Kill For Total Peace

Inclassable

lundi 7 décembre 2009 par prog

Il était attendu, ce premier album de Kill For Total Peace, tant les morceaux issus de leur Myspace avaient suscité l’enthousiasme, à commencer par ce Psychopedestrian de folie qui augurait du meilleur en termes de productions discographiques, sans oublier des prestations live déviantes et captivantes.

En outre, le groupe est hébergé par Pan European Recording, label de Romain Turzi, ce qui constitue incontestablement un gage de qualité plus que fiable (jugez donc : Aqua Nebula Oscillator, One Swith To Collision, Koudlam, entre autres formations passionnantes et décalées, évoluent sous la houlette de ce label). Et comme le dit si bien l’actif et ingénieux Romain, « ce disque va vivre et vous foutre la raclée que vous méritez ».

Etourdissant, sonique et psychédélique, ce Kill For est en effet un patchwork sans failles, aux influences méconnaissables, perceptibles uniquement aux détours de certains morceaux, et parfaitement réinvesties dans le cadre d’une identité complètement personnelle, à l’image d’ailleurs de ce que les collègues de label de Kill For Total Peace mettent également en place.
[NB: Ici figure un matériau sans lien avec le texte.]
PR #1671, opened 2022-06-23
Removed unnecessary negation

hamza-siddiq:
## Summary
Removed unnecessary negation in if-else statements, to improve code readability

## Testing Plan
None needed
## Breaking Change

```
[ ] Yes
[ ✓] No
```
graffiti: ironfishup

### DIFF
--- a/ironfish-rust/src/keys/mod.rs
+++ b/ironfish-rust/src/keys/mod.rs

L’effet se fait sentir dès le début de Captain America, les motifs instrumentaux créant une forme d’obsession par leur répétition, tandis que le chant, digne d’un Iggy ou de Suicide, se pose comme le parfait complément de ces rythmes incoercibles, presque martiaux, et de cette trame sonore aussi opaque que spatiale. L’entrée en matière est donc concluante, et Elevator Love, plus court et plus vif, très « souterrain » dans le chant, doté de fulgurances sonores du plus bel effet, affirme et confirme le côté unique, noisy comme il le faut, et entièrement abouti, des compos des parisiens. Ceux-ci montrent d’ailleurs sur le titre suivant, Fuck Dreams, qu’ils peuvent alléger leur propos tout en restant dans une qualité optimale. Ce morceau, acoustique et légèrement troublé par des sonorités moins pures, apporte en plus de cela la preuve que Kill For Total Peace, bien que délibérément instinctif et voué à l’expérimentation, pense sa musique avec minutie et parvient à composer des titres aussi variés dans leurs humeurs qu’imparables à l’écoute. Sunshine, mid-tempo s’élevant haut dans les cieux, parfait reflet de cette forme d’opposition entre élans aériens et mur du son presque impénétrable, illustre bien cela, puis Le Jeu d’Echecs, basé sur un rythme électro, offre un voyage mental intense et éprouvant, exigeant certes mais qui une fois l’effort d’acclimatation fourni, incite à réitérer l’expérience à l’envie. Chaque chanson possède une identité très forte, ce dont résulte donc un album de caractère, insoumis, n’obéissant à aucune norme précise si ce n’est celle liée à l’inspiration de ses géniteurs, et même sur les plus posées, comme 50 Seconds, K.F.T.P. envoûte et invite à une forme de transe mentale irrésistible, ou à un état intermédiaire, proche de la schizophrénie, dont on souhaite à l’arrivée ne plus se départir.

Le groupe peut se permettre d’étirer ses morceaux, d’en accentuer la portée, d’en modérer la vitesse d’exécution ou au contraire d’en hausser le rythme (Total Fuzzzzzzzzzz, le bien-nommé) ; toutes les audaces lui sont permises et il retombe toujours sur ses pieds, malgré des loopings sonores audacieux et parfaitement en place.

Ancré dans un psychédélisme « daté » dans le sens où il trouve ses origines dans une époque révolue (mais, il faut le souligner, régulièrement réhabilitée, de nos jours, par des formations souvent habiles dont Kill For Total Peace pourrait en toute logique devenir le chef de file), mais entièrement actuel et faisant le pont avec adresse entre ces différents temps (Residance, lancinant et donnant aux Franciliens des allures de Suicide des temps modernes), Kill For est une pièce maîtresse de la production hexagonale, et internationale, de cette année 2009, et éclabousse de sa classe une concurrence qui va désormais devoir suivre et tenir la cadence.

Et comme l’opus prend fin sur un Kill For parfaitement représentatif de son esprit, linéaire et pourtant riche d’un pouvoir de séduction énorme, vivace et perçant, qui nous tient en haleine sur près de huit minutes, il va sans dire que ce disque à la pochette colorée, qui résume fort bien le procédé du groupe (une sorte de mosaïque d’aspect improvisé et pourtant parfaitement agencée), dépasse les espoirs engendrés à ses débuts, et ne nous donne qu’un seul regret, négligeable ; que le fabuleux Psychopedestrian n’y ait pas été inclu.

Peu importe, le contenu est tel que même l’absence d’un tel titre ne peut suffire à en altérer la valeur. A ne pas rater.